INSTRUCTIONS FOR THE TASK: Copy the data from the line that contains "- Network packet" to its last line, exactly, including both of those lines and leaving out everything before.

DATA LISTING:
□ □ □ □ □
PR #867, opened 2026-08-07
feat: support global coordinates for maps larger than 256x256

mrallanodreman:
## Summary
Adds a backward-compatible global-coordinate path for maps larger than 256x256.

- Introduces ushort-based global Point/terrain/pathfinding and EF persistence migration.
- Adds global movement, map-change, respawn, scope, NPC and character-information packets while retaining legacy packets for coordinates <= 255.
- Adds generated packet bindings, boundary tests, coordinate tests and protocol documentation.

## Verification
- Network packet project: 0 errors, 0 warnings.
- GameServer build: 0 errors; existing analyzer/style warnings remain.
- GlobalPacketHeaderTests: 1/1.
- WorldCoordinatesTest: 4/4.
- Runtime fork verification: World1 512x512 movement/render across 255 -> 256.

The feature is intentionally isolated from the companion implementation in the fork.


sven-n:
Thanks for the effort that clearly went into this — the write-up in `docs/GlobalCoordinates.md` is thorough and the proposed upstream split at the bottom of it is exactly the right instinct. I'm not going to merge this in its current form, though, and I'd like to explain why in enough detail to be useful.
□ □ □ □ □
COMPLETED EXERCISE:
- Network packet project: 0 errors, 0 warnings.
- GameServer build: 0 errors; existing analyzer/style warnings remain.
- GlobalPacketHeaderTests: 1/1.
- WorldCoordinatesTest: 4/4.
- Runtime fork verification: World1 512x512 movement/render across 255 -> 256.

The feature is intentionally isolated from the companion implementation in the fork.


sven-n:
Thanks for the effort that clearly went into this — the write-up in `docs/GlobalCoordinates.md` is thorough and the proposed upstream split at the bottom of it is exactly the right instinct. I'm not going to merge this in its current form, though, and I'd like to explain why in enough detail to be useful.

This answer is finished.